*** Data to use ***

PR #369, opened 2017-08-02
adjust lf simulation - fix one bug + attempt...

marshmellow42:
... to speed up the loops waiting for carrier signal to go high or low
by only checking for a halt (button press or usbpol) every 1000th loop
iteration.
some users were experiencing modulating reactions to be too slow.

bug was fpgadownloadandgo was destroying the simulation data on the first call to lf simulation commands if another lf command had not been run first.

### DIFF
--- a/armsrc/lfops.c
+++ b/armsrc/lfops.c
@@ -387,7 +387,8 @@ void SimulateTagLowFrequency(int period, int gap, int ledcontrol)
 	int i;
 	uint8_t *tab = BigBuf_get_addr();
 
-	FpgaDownloadAndGo(FPGA_BITSTREAM_LF);
+	//note this may destroy the bigbuf so be sure this is called before now...
+	FpgaDownloadAndGo(FPGA_BITSTREAM_LF);  
 	FpgaWriteConfWord(FPGA_MAJOR_MODE_LF_EDGE_DETECT);
 
 	AT91C_BASE_PIOA->PIO_PER = GPIO_SSC_DOUT | GPIO_SSC_CLK;
@@ -401,13 +402,19 @@ void SimulateTagLowFrequency(int period, int gap, int ledcontrol)
 	i = 0;
 	for(;;) {
 		//wait until SSC_CLK goes HIGH
+		int ii = 0;
 		while(!(AT91C_BASE_PIOA->PIO_PDSR & GPIO_SSC_CLK)) {
-			if(BUTTON_PRESS() || (usb_poll_validate_length() )) {
-				FpgaWriteConfWord(FPGA_MAJOR_MODE_OFF);
-				DbpString("Stopped");
-				return;
+			//only check every 1000th time (usb_poll_validate_length on some systems was too slow)
+			if ( ii == 1000 ) {
+				if (BUTTON_PRESS() || usb_poll_validate_length() ) {
+					FpgaWriteConfWord(FPGA_MAJOR_MODE_OFF);
+					DbpString("Stopped");
+					return;
+				}
+				ii=0;
 			}
 			WDT_HIT();
+			ii++;
 		}
 		if (ledcontrol)
 			LED_D_ON();
@@ -419,14 +426,20 @@ void SimulateTagLowFrequency(int period, int gap, int ledcontrol)
 
 		if (ledcontrol)
 			LED_D_OFF();
+		ii=0;
 		//wait until SSC_CLK goes LOW
 		while(AT91C_BASE_PIOA->PIO_PDSR & GPIO_SSC_CLK) {
-			if(BUTTON_PRESS() || (usb_poll_validate_length() )) {
-				DbpString("Stopped");
-				FpgaWriteConfWord(FPGA_MAJOR_MODE_OFF);
-				return;
+			//only check every 1000th time (usb_poll_validate_length on some systems was too slow)
+			if ( ii == 1000 ) { 
+				if (BUTTON_PRESS() || usb_poll_validate_length() ) {
+					FpgaWriteConfWord(FPGA_MAJOR_MODE_OFF);
+					DbpString("Stopped");
+					return;
+				}
+				ii=0;
 			}
 			WDT_HIT();
+			ii++;
 		}
 
 		i++;
@@ -545,6 +558,9 @@ void CmdHIDsimTAG(int hi, int lo, int ledcontrol)
 		DbpString("Tags can only have 44 bits. - USE lf simfsk for larger tags");
 		return;
 	}
+	// set LF so we don't kill the bigbuf we are setting with simulation data.
+	FpgaDownloadAndGo(FPGA_BITSTREAM_LF);
+
 	fc(0,&n);
 	// special start of frame marker containing invalid bit sequences
 	fc(8,  &n);	fc(8,  &n); // invalid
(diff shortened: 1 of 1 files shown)


Kotove:
Yeah, I would agree with @pwpiwi . It looks better to move the stop condition into 'period' check. To avoid all unnecessary actions inside modulation session from 1st bit to the end of bitstream

marshmellow42:
Except you cannot, as it will leave the pm3 in an infinite while loop if no reader field ever shows up.

Kotove:
Oh, yes, Missed that point.

iceman1001:
usb_poll_validate_length()  uses one more if-statement, not too sure if those 10-20ticks will destroy the timing.  

Question is if **LF simuation** fpga uses active simulation with pm3 actively powering the antenna?  If we only draw power from reader-field we might enable better reading distance that way?

In my tries I kind of get a weak simulated signal, which might be the reason for failed simulations aswell.

...btw,  in your PR @marshmellow42  I suggest you remove the fpgadownload&go from the simulation function...  *just sayin'*   As it is now, it works because of the added calls.

Kotove:
_"usb_poll_validate_length() uses one more if-statement, not too sure if those 10-20ticks will destroy the timing."_
Is it really required to check usb state 2 times for one emulated bit, in both "while"? I believe it is ok to leave only one check. In my setup one usb poll didn't affect timings, but 2 polls - did.
Regarding reading distance - not sure if it is the issue. My pm3 was able to sim hid tag at about 10-15cm  from reader.

iceman1001:
the two calls needed has @marshmellow42 already answered.

maybe we only need to have button press check in the second loop?  
or we could add the  NNNN-times (1000) loop inside the usb_poll_validate_length() function?   We still can have one simple call to it everywere and not individual adaptations every time we want to use that function?

marshmellow42:
@iceman1001 the antenna is actively being adjusted to draw more power (shorted i think) and less power (open i think), but no carrier field is being produced by the pm3.  not sure on where you think we can gain additional range...  
the usb_poll_validate_length function is not the problem, the problem is timing specific to the simulation code reacting to the reader field changes.  (it seems readers are pretty sensitive to this...)  
But we want to be able to manually dump out of the simulation loops with the button AND with a usb packet. 

so right now for each reader state change (from high to low and from low to high) we check: 
```
if the reader state has changed 
  if not check cancel button state 
    if not check usb packet state 
      if yes check length if not continue
back to checking reader state. 
```
it seems if we missed the reader state change within a few ticks it fails at the reader... 
if we don't check in either state change loops then we potentially can leave the pm3 in a state that cannot be exited by button or usb packet.

so how do we speed it up without an arbitrary loop as i implemented?

@iceman1001 as far as the fpgadownloadandgo i left it and noted it for when someone wants to build a new sim function that calls it they will realize it is needed.   but it can be removed if we believe it is not helpful as a notation

marshmellow42:
if we want to get real technical and simulate a tag correctly we should power down and reset the sequence each time the reader field is gone entirely.  
but i'm pretty sure that is not what GPIO_SSC_CLOCK is for, all that should do is go high when the reader's carrier wave is at a peak and low when it is at the other peak so we can sync our dampening of the field to the reader's carrier...

marshmellow42:
if we have a wire to detect a reader field present i suppose we could add more tests.. but result in more timing issues.

now we probably can calculate the maximum carrier wave length and make those empty while loops into counter for loops and if it doesn't detect a carrier change within the set timing, break out, check for button press and usb packet and restart simulation if we don't want to cancel...

Kotove:
from verilog definition's comment:

// - lf_ed_toggle_mode == 0: the output is set low (resp. high) when a low
//   (resp. high) edge/peak is detected, with hysteresis

are there fpga gurus? So does it detect edge or peak?

marshmellow42:
we are not turning on edge detect mode as that mode is only used for reading a tag
and i believe to use it that would take FPGA_CMD_SET_EDGE_DETECT_THRESHOLD and possibly FPGA_LF_EDGE_DETECT_TOGGLE_MODE.  but we don't turn it on..  
also simulation can work in other fpga modes such as FPGA_MAJOR_MODE_LF_PASSTHRU (with some pin assignment adjustments)

to get reader clock we are directly reading the GPIO_SSC_CLK input wire.  
see StartCountSspClk in armsrc/util.c for a hf example of reading from that wire.
and yes i believe that when !(AT91C_BASE_PIOA->PIO_PDSR & GPIO_SSC_CLK) then reader signal is high based on @Kotove 's observation and the comments in the code.  but that doesn't necessarily change the code any.  (the comments in lfops were not intended to indicate the state of the clock wave (high vs low) just the state of the wire value...

Kotove:
> we are not turning on edge detect mode
is it not 391: 	FpgaWriteConfWord(FPGA_MAJOR_MODE_LF_EDGE_DETECT); ?

Please don't consider I'm trolling, just trying to learn and understand.

marshmellow42:
i don't intend any malice in my tone ;)  i'm just trying to explain what i know so we all reach the best solution.  :)

marshmellow42:
the major mode is LF_EDGE_DETECT but that doesn't mean we turn on the edge detection code...  we have to use minor modes for that (i think)

pwpiwi:
All the edge detect, hysteresis, threshold etc. doesn't apply. The relevant line in the Verilog code is `assign ssp_clk = cross_lo;` , i.e. we are really checking the raw antenna signal here.

iceman1001:
Hm,  read all over the place,   AdamLaurie uses Damp/undamp when he talks about the tag -> reader communication.
So, translated into PM3 LF simulation would be:
Shorten == Dampen the field
Open == Un-Dampens the field..


---FSK Simulation on device side
some different ones.  
**CmdHIDsimTAG**    where it builds up its own bitpattern of waves,  which is then sent to SimulateTagLowFreq.
**CmdFSKsimTAG**  where it takes parameter like fcHigh/fcLow/clock/invert to create the bitpattern of waves,  which then sent to SimulateTagLowFreq.

Now, to my current problem,  the **lf awid sim**  will use the generic version and it will send clock 50,  fcHigh 10, fcLow 8,  and INVERTED...

When I read this simulation,  I can only decode it correctly  with  "data raw fs 50 0"  meaning   clock 50 and NOT-INVERTED.    Why do I need to "revert" the inverted signal ?!?  

This actually is the same for all FSK-sim commands I've been testing out.  needless to say there were some bugs in there aswell.

iceman1001:
hm,  I have been tricked.  Its the "invert" option that make me confused so far.

This is how it should be called:

lf simfsk c 40 H 8 L 5 d 010203    FSK1 -  fcHigh 8 fcLow 5 
lf simfsk c 40 H 5 L 8 d 010203    FSK1a - fcHigh 5 fcLow 8

But with the option invert,  you can transfor FSK1 -> FSK1a in a confusing way.  Since it basically swaps those values behind the scens.
lf simfsk c 40 H 8 L 5 d 010203 i    (which states FSK1,  the "i" makes it  inverted ie FSK1a)

iceman1001:
> @iceman1001 as far as the fpgadownloadandgo i left it and noted it for when someone wants to build a new sim function that calls it they will realize it is needed. but it can be removed if we believe it is not helpful as a notation
> @marshmellow42 I suggest you remove the fpgadownload&go from the simulation function... 

No, leave it in.  I just saw **lf sim** calls the function directly which makes it vital.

***

■ What the task requires: Reproduce, word for word and in full, only the lines above that start at the line with "This actually is" and run through the line with "This is how", both ends included.

■ Answer box:
This actually is the same for all FSK-sim commands I've been testing out.  needless to say there were some bugs in there aswell.

iceman1001:
hm,  I have been tricked.  Its the "invert" option that make me confused so far.

This is how it should be called:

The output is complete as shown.